=== Collection entries ===
■ ■ ■ ■ ■
PR #2587, opened 2015-09-09
[v6r14] JobWrapper default for outputData + other fixes

atsareg:
FIX: JobWrapper - avoid defaulting outputData to ['']
BUGFIX: dirac-populate-component-db - DIRACexit instead of return
FIX: Matcher - use VO specific Operations helper
BUGFIX: Dirac - use open and not os.open

This PR replaces #2584

### DIFF
--- a/WorkloadManagementSystem/JobWrapper/JobWrapper.py
+++ b/WorkloadManagementSystem/JobWrapper/JobWrapper.py
@@ -697,8 +697,7 @@ class JobWrapper( object ):
       outputSandbox = [ outputSandbox ]
     if outputSandbox:
       self.log.verbose( 'OutputSandbox files are: %s' % ', '.join( outputSandbox ) )
-    outputData = []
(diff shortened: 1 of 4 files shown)


WorkloadManagementSystem/JobWrapper/JobWrapper.py
```diff
@@ -697,8 +697,8 @@ def processJobOutputs( self, arguments ):
       outputSandbox = [ outputSandbox ]
     if outputSandbox:
       self.log.verbose( 'OutputSandbox files are: %s' % ', '.join( outputSandbox ) )
-    outputData = self.jobArgs.get( 'OutputData', '' )
-    if isinstance( outputData, basestring ):
+    outputData = self.jobArgs.get( 'OutputData', [] )
+    if outputData and isinstance( outputData, basestring ):
```
chaen: Why do you test 'if outputData' ? I don't think it is necessary, is it ?

PR #2598, opened 2015-09-15
[v6r14] conditional lock in the DictCache for the __del__

chaen:
The property does not seem very __del__ friendly. 
An exception is *sometimes* thrown, however it is ignored and transformed into warning. No consequences, just printout.
This should fix it

### DIFF
--- a/Core/Utilities/DictCache.py
+++ b/Core/Utilities/DictCache.py
@@ -158,11 +158,14 @@ class DictCache( object ):
     finally:
       self.lock.release()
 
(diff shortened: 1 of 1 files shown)


atsareg:
Well, actually without this fix, the files cached were not cleaned at the DictCache object destructing. Now this should be OK

chaen:
You can imagine that they were in my tests, otherwise I would not have done the PR. This __del__ method is really a poison :-(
■ ■ ■ ■ ■
Each and every record above needs writing out exactly.

PR #2587, opened 2015-09-09
[v6r14] JobWrapper default for outputData + other fixes

atsareg:
FIX: JobWrapper - avoid defaulting outputData to ['']
BUGFIX: dirac-populate-component-db - DIRACexit instead of return
FIX: Matcher - use VO specific Operations helper
BUGFIX: Dirac - use open and not os.open

This PR replaces #2584

### DIFF
--- a/WorkloadManagementSystem/JobWrapper/JobWrapper.py
+++ b/WorkloadManagementSystem/JobWrapper/JobWrapper.py
@@ -697,8 +697,7 @@ class JobWrapper( object ):
       outputSandbox = [ outputSandbox ]
     if outputSandbox:
       self.log.verbose( 'OutputSandbox files are: %s' % ', '.join( outputSandbox ) )
-    outputData = []
(diff shortened: 1 of 4 files shown)


WorkloadManagementSystem/JobWrapper/JobWrapper.py
```diff
@@ -697,8 +697,8 @@ def processJobOutputs( self, arguments ):
       outputSandbox = [ outputSandbox ]
     if outputSandbox:
       self.log.verbose( 'OutputSandbox files are: %s' % ', '.join( outputSandbox ) )
-    outputData = self.jobArgs.get( 'OutputData', '' )
-    if isinstance( outputData, basestring ):
+    outputData = self.jobArgs.get( 'OutputData', [] )
+    if outputData and isinstance( outputData, basestring ):
```
chaen: Why do you test 'if outputData' ? I don't think it is necessary, is it ?

PR #2598, opened 2015-09-15
[v6r14] conditional lock in the DictCache for the __del__

chaen:
The property does not seem very __del__ friendly. 
An exception is *sometimes* thrown, however it is ignored and transformed into warning. No consequences, just printout.
This should fix it

### DIFF
--- a/Core/Utilities/DictCache.py
+++ b/Core/Utilities/DictCache.py
@@ -158,11 +158,14 @@ class DictCache( object ):
     finally:
       self.lock.release()
 
(diff shortened: 1 of 1 files shown)


atsareg:
Well, actually without this fix, the files cached were not cleaned at the DictCache object destructing. Now this should be OK

chaen:
You can imagine that they were in my tests, otherwise I would not have done the PR. This __del__ method is really a poison :-(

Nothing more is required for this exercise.